À la fin de son séminaire intitulé L’Éthique de la psychanalyse, Jacques Lacan affirme : « La seule chose dont on puisse être coupable, au moins dans la perspective analytique, c’est d’avoir cédé sur son désir. » Quel est ce « désir » auquel il faut être fidèle ? La tentation serait de le fixer, de le transformer en une essence ou un destin. Mais nous pouvons aussi l’entendre comme le résultat, en nous, de notre histoire, de la manière dont nous avons vécu notre enfance, le refoulement de nos pulsions asociales, notre place dans la fratrie, dans le projet parental…
Être capables, à l’âge adulte, d’identifier qu’un désir plus important que les autres nous traverse, ce n’est pas forcément nous figer : c’est simplement affirmer que nous sommes « quelqu’un quelque part », l’héritier d’une histoire, et non pas « n’importe qui n’importe où », tel un héros ou un anti-héros existentialiste. Nous pouvons continuer de devenir autant que nous le voulons, mais « sans céder sur notre désir », sans trahir ce dont nous héritons.
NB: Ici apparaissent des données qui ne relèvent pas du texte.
PR #6739, opened 2022-12-18
DOC: Clarify description of volume computation in Segment statistics

lassoan:


Docs/user_guide/modules/segmentstatistics.md
```diff
@@ -19,23 +21,38 @@ Labelmap statistics are calculated using the binary labelmap representation of t
 - Principal axes: the principal axes of rotation of the segment
 - Oriented bounding box: the non-axis aligned bounding box that encompasses the segment. Principal axis directions are used to orient the bounding box.
 
-## Scalar volume statistics
+### Scalar volume statistics
+
+The values are computed from the binary labelmap representation of the segment, for the part that verlaps with the chosen scalar volume.
```
pieper, line 26:
```suggestion
The values are computed from the binary labelmap representation of the segment, for the part that overlaps with the chosen scalar volume.
```

Docs/user_guide/modules/segmentstatistics.md
```diff
@@ -19,23 +21,38 @@ Labelmap statistics are calculated using the binary labelmap representation of t
...
+- If primarily the closed surface representation of the segmentation is used (e.g., 3D visualization, 3D printing) then it may be more appropriate to use the `Closed surface` plugin to compute both the volume and surface of the segment. The values are computed from the closed surface representation of the segmentation that is shown in 3D views.
+- If scalar volume input is set in the module then `Scalar volume` plugin computes image intensity statistics for each segment. In this case, using values provided by the `Scalar volume` plugin makes sense. Surface and volume values are computed by the same method as in `Labelmap` plugin, the only difference is that the values are computed for only that part of the segments that overlap with the bounding box of the scalar volume.
+
 ## Related Modules
 
 - [Segmentations](segmentations.md) module allows changing visualization options, exporting/importing segments to/from other nodes (models, labelmap volumes), and moving or copying segments between segmentation nodes.
```
pieper, line 58:
```suggestion
- [Segmentations](segmentations.md) module allows changing conversion options, such as decimation and smoothing when converting from labelmap to closed surface representations, which are mainly for visualization, but can have an impact on some statistics such as volume and surface area.  The Segmentations module can also be used for exporting/importing segments to/from other nodes (models, labelmap volumes), and moving or copying segments between segmentation nodes.
```

pieper (changes requested):
A few small suggestions.

Docs/user_guide/modules/segmentstatistics.md
```diff
@@ -2,43 +2,60 @@
...
+
+- Surface area mm2: the surface area of the segment in mm2
+- Volume mm3: the volume of the segment in mm3
+- Volume cm3: the volume of the segment in cm3
+
+## Frequently asked questions
+
+### What is the difference between the surface and volume values computed by various plugins?
+
+There are several ways of computing volume and surface of a segment. The main difference is what is the representation used (3D binary image or surface mesh) and if the entire segment is used or only the part that overlaps with the selected scalar volume. Difference between the values should be very small, less than one percent, so it usually does not matter which one is used. Usually it does not matter which plugin is used, but to minimize variance between values, it is recommended to consistently use the same plugin within a study.
```
jcfr, line 49:
```suggestion
There are several ways of computing volume and surface of a segment. The main difference relates to the representation being used (3D binary image or surface mesh) and if the entire segment is used or only the part that overlaps with the selected scalar volume. Difference between the values should be very small, less than one percent, so it usually does not matter which one is used. Usually it does not matter which plugin is used, but to minimize variance between values, it is recommended to consistently use the same plugin within a study.
```

Docs/user_guide/modules/segmentstatistics.md
```diff
@@ -2,43 +2,60 @@
...
+## Computed metrics
 
-Labelmap statistics are calculated using the binary labelmap representation of the segment.
+### Labelmap statistics
+
+The values are computed from the binary labelmap representation of the segment.
 
 - Voxel count: the number of voxels in the segment
 - Volume mm3 the volume of the segment in mm3
 - Volume cm3 the volume of the segment in cm3
```
jcfr, line 13:
```suggestion
- Volume mm3: the volume of the segment in mm3
- Volume cm3: the volume of the segment in cm3
```

Docs/user_guide/modules/segmentstatistics.md
```diff
@@ -2,43 +2,60 @@
...
+- If primarily the closed surface representation of the segmentation is used (e.g., 3D visualization, 3D printing) then it may be more appropriate to use the `Closed surface` plugin to compute both the volume and surface of the segment. The values are computed from the closed surface representation of the segmentation that is shown in 3D views.
+- If scalar volume input is set in the module then `Scalar volume` plugin computes image intensity statistics for each segment. In this case, using values provided by the `Scalar volume` plugin makes sense. Surface and volume values are computed by the same method as in `Labelmap` plugin, the only difference is that the values are computed for only that part of the segments that overlap with the scalar volume.
```
jcfr, line 54:
```suggestion
- If the scalar volume input is set in the module then the `Scalar volume` plugin computes image intensity statistics for each segment. In this case, using values provided by the `Scalar volume` plugin makes sense. Surface and volume values are computed by the same method as in `Labelmap` plugin, the only difference is that the values are computed for only that part of the segments that overlap with the scalar volume.
```

Docs/user_guide/modules/segmentstatistics.md
```diff
@@ -2,43 +2,60 @@
...
+
+## Frequently asked questions
+
+### What is the difference between the surface and volume values computed by various plugins?
+
+There are several ways of computing volume and surface of a segment. The main difference is what is the representation used (3D binary image or surface mesh) and if the entire segment is used or only the part that overlaps with the selected scalar volume. Difference between the values should be very small, less than one percent, so it usually does not matter which one is used. Usually it does not matter which plugin is used, but to minimize variance between values, it is recommended to consistently use the same plugin within a study.
+
+How to choose between plugins:
+- `Labelmap` plugin is a good choice for computing volume of a segment for most cases. The volume is computed from the number of voxels multiplied by the volume of a singlevoxel. By default, surface computation in `Labelmap` plugin is disabled - either enable `Surface mm2` measurement in advanced settings to make this plugin compute surface area; or click `Show 3D` button to create closed surface representation for the segment and then get surface area from `Closed surface` plugin.
```
jcfr, line 52:
```suggestion
- The `Labelmap` plugin is a good choice for computing the volume of a segment for most cases. The volume is computed from the number of voxels multiplied by the volume of a singlevoxel. By default, surface computation in `Labelmap` plugin is disabled - either enable `Surface mm2` measurement in advanced settings to make this plugin compute surface area; or click `Show 3D` button to create closed surface representation for the segment and then get surface area from `Closed surface` plugin.
```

La difficulté, ici, est de nommer désir cet héritage, d’accepter de définir notre désir par quelque chose que pour l’essentiel nous n’avons pas choisi. Occidentaux nourris au libre arbitre et à la conscience souveraine, nous résistons à cette idée. Pourtant, ce n’est que du bon sens. Nous sommes les enfants de notre enfance et, au-delà, d’une histoire qui se joue sur plusieurs générations. Comment penser qu’une telle histoire ne nous porte pas à être celui ou celle que nous sommes, ne nous conduise pas à une aspiration primordiale ? Cela ne nous épingle pas pour autant un destin dans la peau.
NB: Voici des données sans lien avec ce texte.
PR #6740, opened 2022-12-19
Parameter node wrapper parameter pack

Connor-Bowley:
Adds the ability to make simple dataclass-like classes that can be automatically serialized by the parameterNodeWrapper.

These classes can use the validators.

Example from added documentation:

```py
from slicer.parameterNodeWrapper import *


@parameterPack
class Point:
    x: float
    y: float


@parameterPack
class BoundingBox:
    # can nest parameterPacks
    topLeft: Point
    bottomRight: Point


@parameterNodeWrapper
class ParameterNodeType:
    # can add them to a @parameterNodeWrapper like any other type
    box: Annotated[BoundingBox,
        Default(BoundingBox(Point(0, 1), Point(1, 0)))]


parameterNode = slicer.mrmlScene.AddNewNodeByClass('vtkMRMLScriptedModuleNode')
param = ParameterNodeType(parameterNode)
# can set wholesale
param.box.topLeft = Point(-4, 5)
# or can set piecewise
param.box.bottomRight.x = 4
param.box.bottomRight.y = -5
```


Base/Python/slicer/parameterNodeWrapper/parameterPack.py
```diff
@@ -0,0 +1,285 @@
...
+    Class with the ability to observe any parameterPack and write on change.
+    """
+    def __init__(self, parameterNode, serializer: Serializer, name: str, startingValue):
+        # Because we are overriding __getattr__ and __setattr__ to pass through to _value
+        # we need to access this class's members directly through __dict__
+        self.__dict__['_parameterNode'] = parameterNode
+        self.__dict__['_serializer'] = serializer
+        self.__dict__['_name'] = name
+        self.__dict__['_value'] = startingValue
+
```
allemangD, line 169: _Generally_ I think it's a smell to manually mess with `__dict__`.  I'd prefer to use `super().__setattr__` and `super().__getattr__`; that'd also set you implement `__getattribute__` instead.

Base/Python/slicer/tests/test_slicer_parameter_pack.py
```diff
@@ -0,0 +1,288 @@
...
+
+        pack6 = ParameterPack(y=6)
+        self.assertEqual(pack6.x, 0)
+        self.assertEqual(pack6.y, 6)
+
+        with self.assertRaises(ValueError):
+            pack.x = None
+        with self.assertRaises(ValueError):
+            pack.x = "hi"
+
```
allemangD, line 66: Might be good to also ensure you can't dynamically add an attribute to the pack; `pack.z = 123`.

Base/Python/slicer/tests/test_slicer_parameter_pack.py
```diff
@@ -0,0 +1,288 @@
...
+        pack2 = ParameterPack("words")
+        pack2.i = 6
+        pack2.j = 5
+
+        self.assertEqual(pack, pack2)
+
+        self.assertEqual(str(pack), "mystr")
+        self.assertEqual(repr(pack), "myrepr")
+
+    def test_serialization(self):
```
allemangD, line 135: Similarly, might be good to ensure you can't dynamically add a property to the observed pack; `param.pack.z = 123`.

allemangD:
Just some minor nitpicks. Overall, looks good to me!

Base/Python/slicer/parameterNodeWrapper/parameterPack.py
```diff
@@ -0,0 +1,285 @@
...
+    # required to make this class work, these names are reserved
+    for reserved in ["_parameterPack_allParameters", "_is_parameterPack"]:
+        if reserved in classtype.__dict__:
+            raise ValueError(f"Cannot use reserved name '{reserved}' in a parameterPack")
+    setattr(classtype, "_parameterPack_allParameters", allParameters)
+    setattr(classtype, "_is_parameterPack", True)
+    return classtype
+
+
+def parameterPack(classtype=None):
```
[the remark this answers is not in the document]
Connor-Bowley: Concur, would be good, but not worth bringing in the typing extensions now.

Base/Python/slicer/tests/test_slicer_parameter_pack.py
Connor-Bowley: Good idea, will add.

Base/Python/slicer/tests/test_slicer_parameter_pack.py
Connor-Bowley: Good idea, will add.

Docs/developer_guide/parameter_nodes.md
```diff
@@ -203,7 +203,106 @@ param.value = "d" # ValueError raised
 
 ### Custom Parameter Types
 
-Custom parameters can be supported with a little bit of work.
+#### parameterPack
+
+It is often useful to group related information together in structures with useful names. Another decorator, `@parameterPack` was added to make this easier. This will make the class behave in a similar manner to Python's `@dataclasses.dataclass`.
```
jcfr, line 208: May also be helpful to add a note describing the impact on the actual names of the attributes set in the the `vtkMRMLScriptedModuleNode`

Base/Python/slicer/tests/test_slicer_parameter_pack.py
Connor-Bowley: Upon further consideration, do we want this?

`@dataclasses.dataclass` doesn't do this.

Are you trying to protect from accidents (typos) or something malicious?

Base/Python/slicer/tests/test_slicer_parameter_pack.py
Connor-Bowley: The observed version does prevent this because it overrides `__setattr__`. I can see an argument that this makes sense because setting a new attribute is a change that can't be observed.

Dynamically adding on the non-observed parameterPack may still be ok to allow because it follows dataclass's lead and is a somewhat more generic structure than the observed side.

Base/Python/slicer/tests/test_slicer_parameter_pack.py
allemangD: I don't think it's a good thing to support... dataclass does let you assign new attributes but `dataclasses.asdict`, `dataclasses.update`, etc. and the generated methods like `__str__`, `__eq__`, etc. don't see them. I'd seriously question any code that does this; it probably needs a dictionary, not a dataclass.

The value that `@parameterPack` adds over `@dataclass` is its validation and serialization features; supporting dynamic attributes seems problematic at best. You can still put a `dict[str, T]` in a `parameterPack` so I don't think there's any missing functionality.

Connor-Bowley: There is difference between supporting and explicitly disallowing. The problem with explicitly disallowing things in Python is that you can't.

I can override `__setattr__` to disallow dynamic addition, but it would add complexity. If I don't disallow it, I would still say it is not supported and people shouldn't do it. Even if I did override `__setattr__`, someone could still do something like `object.__setattr__(pack, "dynamicAdd", someValue)`.

So the question is, is the added complexity worth it. If your concern is people breaking the intended use, I think it is not worth it because people can do that anyway. If the concern is protecting someone typing `pack.valeu = 1` instead of `pack.value = 1`, then maybe (although that is a problem everywhere else in Python too).

allemangD: I see. Probably not worth adding any extra complexity in `__setattr__`; maybe just let it be something that's implicitly _possible_, but not encouraged or guaranteed.

Docs/developer_guide/parameter_nodes.md
Connor-Bowley: Added comment. Updated the documented code block to further explain. Added test to enforce naming.

Connor-Bowley: Also updated to separate by a dot instead of an underscore, which is probably more idiomatic.

Base/Python/slicer/parameterNodeWrapper/parameterPack.py
Connor-Bowley: Updated to use super.

Docs/developer_guide/parameter_nodes.md
```diff
@@ -203,7 +203,106 @@ param.value = "d" # ValueError raised
...
+    # can nest parameterPacks
+    topLeft: Point
+    bottomRight: Point
+
+@parameterNodeWrapper
+class ParameterNodeType:
+    # can add them to a @parameterNodeWrapper like any other type
+    box: Annotated[BoundingBox,
+        Default(BoundingBox(Point(0, 1), Point(1, 0)))]
+
```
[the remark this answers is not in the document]
Connor-Bowley: Fixed.

Docs/developer_guide/parameter_nodes.md
```diff
@@ -203,7 +203,106 @@ param.value = "d" # ValueError raised
...
+class Point:
+    x: float
+    y: float
+
+@parameterPack
+class BoundingBox:
+    # can nest parameterPacks
+    topLeft: Point
+    bottomRight: Point
+
```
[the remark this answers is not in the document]
Connor-Bowley: Fixed.

Docs/developer_guide/parameter_nodes.md
```diff
@@ -203,7 +203,106 @@ param.value = "d" # ValueError raised
...
+It is often useful to group related information together in structures with useful names. Another decorator, `@parameterPack` was added to make this easier. This will make the class behave in a similar manner to Python's `@dataclasses.dataclass`.
+
+```py
+from slicer.parameterNodeWrapper import *
+
+@parameterPack
+class Point:
+    x: float
+    y: float
+
```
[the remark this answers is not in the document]
Connor-Bowley: Fixed.

Docs/developer_guide/parameter_nodes.md
```diff
@@ -203,7 +203,106 @@ param.value = "d" # ValueError raised
...
 ### Custom Parameter Types
 
-Custom parameters can be supported with a little bit of work.
+#### parameterPack
+
+It is often useful to group related information together in structures with useful names. Another decorator, `@parameterPack` was added to make this easier. This will make the class behave in a similar manner to Python's `@dataclasses.dataclass`.
+
+```py
+from slicer.parameterNodeWrapper import *
+
```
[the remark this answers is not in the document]
Connor-Bowley: Fixed.

Connor-Bowley:
Squashed fixup commits and rebased off main.

allemangD (approved):
My previous comments have been addressed, so LGTM! :rocket:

Les grands fondateurs, affirmait déjà Nietzsche, sont ceux qui assument pleinement qu’ils sont d’abord des héritiers. Les autres gaspillent tant d’énergie à se cacher ce qu’ils sont qu’ils n’en ont plus assez pour continuer de devenir. Une fois que nous savons d’où nous venons, que nous prenons la mesure de tout ce dont nous héritons, il nous reste encore la liberté de danser autour de notre axe, de nous renouveler dans la fidélité à ce que nous ne pouvons pas changer. Il faut connaître le sol pour pouvoir y planter un arbre qui grandisse. Nos échecs peuvent nous aider à connaître la nature de ce sol. À nous d’en prendre acte, et d’apprendre à danser.
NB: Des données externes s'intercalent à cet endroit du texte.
Issue #6741, opened 2022-12-19
Make Slicer API compatible with pathlib


lassoan:
## Is your feature request related to a problem? Please describe.

Developers would like to use pathlib.Path directly as input for Slicer API calls where a path-like object is expected.

## Describe the solution you'd like

Allow developers to pass paths as pathlib.Path object.

## Additional context

https://discourse.slicer.org/t/bug-slicer-util-loadvolume-crashes-when-given-a-pathlib-path-instead-of-a-string/26820

PR #6743, opened 2022-12-21
ENH: Use objects with __str__ as a filename

AlistairMcCutcheon:
Issue: https://github.com/Slicer/Slicer/issues/6741
Topic: https://discourse.slicer.org/t/bug-slicer-util-loadvolume-crashes-when-given-a-pathlib-path-instead-of-a-string/26820


jamesobutler:
@lassoan Warning: about having picked `ENH: Add NumpyDataLoader for reading .npy and .npz files` over into this branch

lassoan (approved):

Issue #6207, opened 2022-02-18
Relocate migration guide to the Slicer wiki


jcfr:
## Is your feature request related to a problem? Please describe.

The `MigrationGuide` wiki page documents list of breaking API changes and how to update code to accommodate these.

See https://www.slicer.org/wiki/Documentation/Nightly/Developers/Tutorials/MigrationGuide

When possible, associated errors are also documented along with link to commit implementing the relevant changes.

Considering the wiki is in "life support" mode and not actively maintained, we need to ensure the information remains documented and discoverer-able using search engines.

## Describe the solution you'd like

The proposal is to keep a similar organization creating the following pages on the wiki:

```
Migration Guide
 |----- Slicer 5.0: API changes since 4.10
 |----- Slicer 4.10: API changes since 4.8
 |----- Slicer 4.8: API changes since 4.0
 |----- Slicer Extension updates
 |----- Obsolete Code Removal
 |----- Transition from ITK4 to ITK5
 |----- Transition from VTK 8.0 to VTK 9.0
 |----- Transition from VTK7-Qt4 to VTK8-Qt5
 |----- Transition from VTK6 to VTK7
 |----- Transition-from-VTK5 to VTK6
```

with the following differences:

* Organize changes with the section title `Slicer X.Y: API changes since X.Y-1` instead of specific `Slicer X.Y: Do this instead of that` top-level page for each change

* Consolidation of pages starting with `Slicer X.Y: ...` in relevant section

* Rename `Obsolete Code Removal` to `Code Modernization & Obsolete Code Removal`

### Page names

The page will **not** be prefixed with their parent page name.

This means the pages will have the following URLs and page names:

```
https://github.com/Slicer/Slicer/wiki/MigrationGuide
...
https://github.com/Slicer/Slicer/wiki/Slicer-4.10:-API-changes-since-4.8
...
https://github.com/Slicer/Slicer/wiki/Transition-from-VTK5-to-VTK6
```

and **NOT** these

```
https://github.com/Slicer/Slicer/wiki/MigrationGuide
...
https://github.com/Slicer/Slicer/wiki/MigrationGuide-Slicer-4.10:-API-changes-since-4.8
...
https://github.com/Slicer/Slicer/wiki/MigrationGuide-Transition-from-VTK5-to-VTK6
```

### Reference to modernization tools and scripts

These should be referenced in the `Code Modernization & Obsolete Code Removal` section.

## Describe alternatives you've considered

[...]

PR #6750, opened 2022-12-23
ENH: Change organization name and domain to Slicer from NA-MIC

### LINKED ISSUE #6722: CPack always uses NA-MIC as the vendor for extension packages
## Summary

https://github.com/Slicer/Slicer/blob/53625c29ec8c212a91ba34750e01ea2a4b25272e/CMake/SlicerExtensionCPack.cmake#L126
CPack's NuGet generator, for example, uses this value for the `<authors>` property in the resulting package. Since `CPackConfig.cmake` is also written from that file, this setting can't be easily replaced.

## Expected behavior

Either `${EXTENSION_CONTRIBUTORS}` or the replaceable `${Slicer_ORGANIZATION_NAME}` seem to make more sense in this context.

jamesobutler:
See discussion at https://discourse.slicer.org/t/inconsistency-between-organization-name-used-for-settings-files-and-for-macos-bundle-identifier/26547

This also closes #6722


jamesobutler:
Installed programs list:
image
Installed to user location:
image
Installed user settings location:
image

jamesobutler:
Would migration of user settings being required from the NA-MIC location to the new Slicer organization location?

lassoan (approved):
I don't think it is a big issue if we don't bring over the settings from the old location, and it is a bit simpler and cleaner. The main problem I see with copying the old settings that it would be complicated to reset the application settings to the default (deleting Slicer.ini would not actually reset to the application default but it would reset to the content in the NA-MIC folder).

Since we recently released a new patch release (Slicer-5.2.2) I think this is a good time to make this change.

@jamesobutler Please update the migration guide and write a post on the Slicer forum after this is integrated (people may need to update their scripts).

jcfr:
> deleting Slicer.ini would not actually reset to the application default but it would reset to the content in the NA-MIC folde

If we want to support this, after a first import, the original settings in NA-MIC folder would be:
1. updated to indicate that the settings have already been migrated (e.g writing in the application revision)
2. or deleted if the user choose to delete these after the first import

This would address the issue outlined by @lassoan 

That said, this would make the settings logic more complex so moving forward with approach suggested above is sensible.

jamesobutler:
You all still want to have the Migration Guide on the slicer.org/wiki (https://www.slicer.org/wiki/Documentation/Nightly/Developers/Tutorials/MigrationGuide) or should it be migrated to the GitHub repository like https://github.com/InsightSoftwareConsortium/ITK/blob/master/Documentation/ITK5MigrationGuide.md considering developers are likely the individuals writing the updates?

Based on the ordering, would a new Slicer 5.3 prefixed entry be placed at position 1.2 as the most recent 5.3 change? Is the 1.1 Slicer 5 changes since 4.10 section still needing to be first entry instead of chronologically mentioned?
image

jcfr:
> re: migration

See https://github.com/Slicer/Slicer/issues/6207

jamesobutler:
Migration guide updated: https://www.slicer.org/wiki/Documentation/Nightly/Developers/Tutorials/MigrationGuide/Slicer#Slicer_5.3:_Organization_name_and_domain_changed_from_NA-MIC_to_Slicer

Discourse post:
https://discourse.slicer.org/t/organization-name-and-domain-changed-from-na-mic-to-slicer/28173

Contrairement à ce qu’affirment certains thérapeutes, notre capacité de rebond n’est pas infinie. Mais si nous savons rester fidèles à ce qui compte pour nous, elle demeure grande. Qu’on repense aux exemples de Charles de Gaulle, Barbara, Richard Branson ou David Bowie. Au cœur des échecs comme des succès, c’est en restant fidèles à leur quête, en dansant sur leur axe, qu’ils ont réussi. David Bowie a changé de visage, de personnage, de genre, s’est réinventé en même temps que sa musique, mais il est resté fidèle à son exigence. Non pas à son « identité », ni à son essence, mais à son projet, à son manque. À son étoile. C’est ce que nous reconnaissons et aimons tant en lui. Quelque chose dans sa voix, quels que soient les périodes et les albums, dit cette fidélité.
Nous sommes d’autant plus libres que nous savons à quoi nous aspirons. Identifier notre quête, ce sur quoi nous ne devons pas céder, nous rend à la fois moins libres et plus libres. Moins libres : tout n’est plus possible. Plus libres : nous serons meilleurs en restant « sur notre axe », fidèles à notre désir.
Deux directions philosophiques donc, mais une seule sagesse de l’échec : celle qui nous ouvre à notre liberté au cœur même des limites.